Report back every line in the data that includes the string "version".

═══ RECORD EXCERPTS ═══

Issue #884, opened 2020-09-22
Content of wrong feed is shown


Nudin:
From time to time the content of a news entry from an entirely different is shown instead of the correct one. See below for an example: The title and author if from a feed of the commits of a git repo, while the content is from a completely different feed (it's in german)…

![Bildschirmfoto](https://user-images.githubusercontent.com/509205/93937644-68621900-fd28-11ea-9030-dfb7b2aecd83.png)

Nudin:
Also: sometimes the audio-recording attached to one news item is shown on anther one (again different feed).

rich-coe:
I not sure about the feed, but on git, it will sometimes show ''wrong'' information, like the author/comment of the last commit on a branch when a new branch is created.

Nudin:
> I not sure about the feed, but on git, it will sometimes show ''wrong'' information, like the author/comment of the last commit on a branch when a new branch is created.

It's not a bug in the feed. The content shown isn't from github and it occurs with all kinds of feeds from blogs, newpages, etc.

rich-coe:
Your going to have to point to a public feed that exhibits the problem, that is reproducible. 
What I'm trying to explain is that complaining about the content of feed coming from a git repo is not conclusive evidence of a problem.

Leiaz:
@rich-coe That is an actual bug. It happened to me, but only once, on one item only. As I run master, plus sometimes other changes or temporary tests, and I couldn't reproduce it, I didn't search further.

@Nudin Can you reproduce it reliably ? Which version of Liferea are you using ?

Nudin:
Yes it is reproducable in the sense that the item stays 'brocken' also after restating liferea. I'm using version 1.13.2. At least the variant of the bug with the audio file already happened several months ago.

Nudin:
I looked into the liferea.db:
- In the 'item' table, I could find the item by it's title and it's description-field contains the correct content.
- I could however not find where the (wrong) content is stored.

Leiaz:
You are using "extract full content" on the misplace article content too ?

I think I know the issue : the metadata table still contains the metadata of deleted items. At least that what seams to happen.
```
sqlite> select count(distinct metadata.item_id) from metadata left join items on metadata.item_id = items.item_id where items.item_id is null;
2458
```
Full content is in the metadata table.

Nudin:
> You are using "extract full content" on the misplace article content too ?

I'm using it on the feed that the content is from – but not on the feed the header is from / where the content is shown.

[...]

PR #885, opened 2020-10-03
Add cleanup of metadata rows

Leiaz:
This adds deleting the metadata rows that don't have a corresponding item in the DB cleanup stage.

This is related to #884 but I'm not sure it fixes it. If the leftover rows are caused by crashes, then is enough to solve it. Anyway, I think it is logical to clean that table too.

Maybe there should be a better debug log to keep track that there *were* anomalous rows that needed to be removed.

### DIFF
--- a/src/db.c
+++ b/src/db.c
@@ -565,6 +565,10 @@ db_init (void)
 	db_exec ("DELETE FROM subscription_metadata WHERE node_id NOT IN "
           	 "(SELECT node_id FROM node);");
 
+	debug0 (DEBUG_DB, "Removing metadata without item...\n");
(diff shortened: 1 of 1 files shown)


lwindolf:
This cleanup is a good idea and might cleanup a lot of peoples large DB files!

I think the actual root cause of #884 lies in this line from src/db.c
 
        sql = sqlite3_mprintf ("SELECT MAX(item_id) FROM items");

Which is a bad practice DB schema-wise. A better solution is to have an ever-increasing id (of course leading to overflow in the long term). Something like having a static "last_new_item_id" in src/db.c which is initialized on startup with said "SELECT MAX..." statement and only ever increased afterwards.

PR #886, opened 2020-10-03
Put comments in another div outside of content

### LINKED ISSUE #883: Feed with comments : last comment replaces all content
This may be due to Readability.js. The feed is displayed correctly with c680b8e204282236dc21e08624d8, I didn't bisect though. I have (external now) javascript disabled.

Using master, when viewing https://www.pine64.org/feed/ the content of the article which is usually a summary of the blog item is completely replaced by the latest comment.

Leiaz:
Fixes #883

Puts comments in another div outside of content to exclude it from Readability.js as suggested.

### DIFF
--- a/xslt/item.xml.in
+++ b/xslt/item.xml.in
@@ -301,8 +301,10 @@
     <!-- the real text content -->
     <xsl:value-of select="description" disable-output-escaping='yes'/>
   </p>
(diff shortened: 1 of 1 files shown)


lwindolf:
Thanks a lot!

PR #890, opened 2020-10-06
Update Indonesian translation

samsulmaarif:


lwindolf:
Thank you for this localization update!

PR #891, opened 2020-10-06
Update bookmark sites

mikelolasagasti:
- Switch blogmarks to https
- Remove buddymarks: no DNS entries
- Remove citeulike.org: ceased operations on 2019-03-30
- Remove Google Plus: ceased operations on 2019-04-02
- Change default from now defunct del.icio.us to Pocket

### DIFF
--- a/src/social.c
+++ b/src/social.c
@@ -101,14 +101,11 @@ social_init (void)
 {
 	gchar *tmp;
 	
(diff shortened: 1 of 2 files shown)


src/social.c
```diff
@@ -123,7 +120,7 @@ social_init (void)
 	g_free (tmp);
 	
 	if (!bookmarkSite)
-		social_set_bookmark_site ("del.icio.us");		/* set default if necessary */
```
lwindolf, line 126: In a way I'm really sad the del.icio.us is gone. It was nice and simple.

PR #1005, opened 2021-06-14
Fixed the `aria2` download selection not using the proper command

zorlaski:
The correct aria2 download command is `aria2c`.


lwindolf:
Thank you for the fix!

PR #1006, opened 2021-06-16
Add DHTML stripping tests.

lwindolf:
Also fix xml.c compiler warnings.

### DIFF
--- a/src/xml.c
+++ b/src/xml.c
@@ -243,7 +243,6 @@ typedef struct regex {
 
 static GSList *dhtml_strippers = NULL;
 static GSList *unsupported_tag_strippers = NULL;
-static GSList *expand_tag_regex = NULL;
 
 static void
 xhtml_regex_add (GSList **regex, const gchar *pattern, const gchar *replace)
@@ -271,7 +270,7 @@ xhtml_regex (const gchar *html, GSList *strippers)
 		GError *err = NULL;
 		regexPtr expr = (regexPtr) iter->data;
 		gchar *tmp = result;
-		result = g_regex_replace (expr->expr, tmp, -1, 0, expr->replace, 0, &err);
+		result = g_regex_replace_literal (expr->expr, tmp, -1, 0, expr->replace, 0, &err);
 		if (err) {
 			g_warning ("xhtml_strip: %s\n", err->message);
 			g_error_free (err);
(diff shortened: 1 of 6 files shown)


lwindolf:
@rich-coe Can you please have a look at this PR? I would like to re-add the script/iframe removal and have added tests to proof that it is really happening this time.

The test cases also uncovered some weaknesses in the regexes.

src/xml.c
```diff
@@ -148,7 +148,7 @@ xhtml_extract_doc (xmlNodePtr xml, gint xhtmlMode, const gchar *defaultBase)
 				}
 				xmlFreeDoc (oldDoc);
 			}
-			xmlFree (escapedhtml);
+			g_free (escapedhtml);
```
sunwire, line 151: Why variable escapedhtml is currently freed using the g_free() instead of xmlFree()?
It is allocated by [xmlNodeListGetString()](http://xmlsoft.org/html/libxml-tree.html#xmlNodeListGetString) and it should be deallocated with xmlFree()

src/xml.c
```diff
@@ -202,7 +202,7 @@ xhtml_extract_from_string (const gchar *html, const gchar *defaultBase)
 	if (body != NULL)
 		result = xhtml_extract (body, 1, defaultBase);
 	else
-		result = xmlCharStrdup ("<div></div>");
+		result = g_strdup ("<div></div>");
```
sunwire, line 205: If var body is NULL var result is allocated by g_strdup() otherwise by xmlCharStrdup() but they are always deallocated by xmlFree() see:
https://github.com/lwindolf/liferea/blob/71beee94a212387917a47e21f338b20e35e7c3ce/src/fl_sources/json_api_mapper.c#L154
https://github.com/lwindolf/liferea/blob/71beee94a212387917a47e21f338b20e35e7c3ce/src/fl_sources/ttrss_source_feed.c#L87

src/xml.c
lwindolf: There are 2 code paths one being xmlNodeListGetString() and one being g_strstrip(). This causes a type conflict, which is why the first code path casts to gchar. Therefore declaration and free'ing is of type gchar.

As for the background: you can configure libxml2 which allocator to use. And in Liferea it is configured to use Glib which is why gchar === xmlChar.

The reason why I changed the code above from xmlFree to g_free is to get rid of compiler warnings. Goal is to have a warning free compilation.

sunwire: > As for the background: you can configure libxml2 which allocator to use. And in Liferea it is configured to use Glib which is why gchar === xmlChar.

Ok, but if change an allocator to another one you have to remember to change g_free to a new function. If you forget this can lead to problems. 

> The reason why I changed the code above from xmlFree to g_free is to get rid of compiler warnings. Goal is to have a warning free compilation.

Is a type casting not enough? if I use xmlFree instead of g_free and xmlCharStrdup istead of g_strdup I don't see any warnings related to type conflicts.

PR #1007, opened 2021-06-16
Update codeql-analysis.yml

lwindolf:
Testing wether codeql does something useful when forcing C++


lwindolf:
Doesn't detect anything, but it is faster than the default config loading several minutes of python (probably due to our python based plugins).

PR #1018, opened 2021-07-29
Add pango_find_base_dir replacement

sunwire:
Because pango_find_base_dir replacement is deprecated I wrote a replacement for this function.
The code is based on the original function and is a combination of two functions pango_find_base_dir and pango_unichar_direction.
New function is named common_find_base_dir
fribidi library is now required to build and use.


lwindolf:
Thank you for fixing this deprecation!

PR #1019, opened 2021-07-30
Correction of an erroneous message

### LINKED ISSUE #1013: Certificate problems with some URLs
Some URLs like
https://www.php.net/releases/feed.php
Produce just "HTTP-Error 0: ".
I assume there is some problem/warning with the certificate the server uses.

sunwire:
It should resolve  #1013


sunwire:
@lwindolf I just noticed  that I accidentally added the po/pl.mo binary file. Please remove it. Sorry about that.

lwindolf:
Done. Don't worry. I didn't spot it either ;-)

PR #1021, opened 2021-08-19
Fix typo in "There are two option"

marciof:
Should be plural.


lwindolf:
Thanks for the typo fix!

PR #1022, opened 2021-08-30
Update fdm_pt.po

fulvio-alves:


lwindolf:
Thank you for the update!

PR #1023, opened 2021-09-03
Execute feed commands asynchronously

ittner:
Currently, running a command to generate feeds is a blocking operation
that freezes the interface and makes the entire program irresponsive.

═══

- [EXERCISE RESULT]:
@Nudin Can you reproduce it reliably ? Which version of Liferea are you using ?
Yes it is reproducable in the sense that the item stays 'brocken' also after restating liferea. I'm using version 1.13.2. At least the variant of the bug with the audio file already happened several months ago.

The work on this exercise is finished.